┌─ EXTRACTED ENTRIES
PR #23813, opened 2026-06-07
CAMEL-23680: Add group as scope to variables

davsclaus:
## Summary

- Adds a new built-in `group` variable scope alongside the existing `exchange`, `route`, and `global` scopes
- Group variables use the syntax `group:groupId:variableName` (e.g., `group:teamA:threshold`)
- Groups are user-managed by convention — the group name is picked in the variable key, no configuration needed
- Supports initial variable configuration via `application.properties`: `camel.variable.group.teamA.xxx = value`

## Changes

- **`VariableRepositoryFactory`** — added `GROUP_VARIABLE_REPOSITORY_ID` constant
└─
> **YOUR TASK**: Transcribe exactly, and only, the lines from the one bearing "- Group variables" through the last line of the entries, counting both.

> **RESPONSE BOX**:
- Group variables use the syntax `group:groupId:variableName` (e.g., `group:teamA:threshold`)
- Groups are user-managed by convention — the group name is picked in the variable key, no configuration needed
- Supports initial variable configuration via `application.properties`: `camel.variable.group.teamA.xxx = value`

## Changes

- **`VariableRepositoryFactory`** — added `GROUP_VARIABLE_REPOSITORY_ID` constant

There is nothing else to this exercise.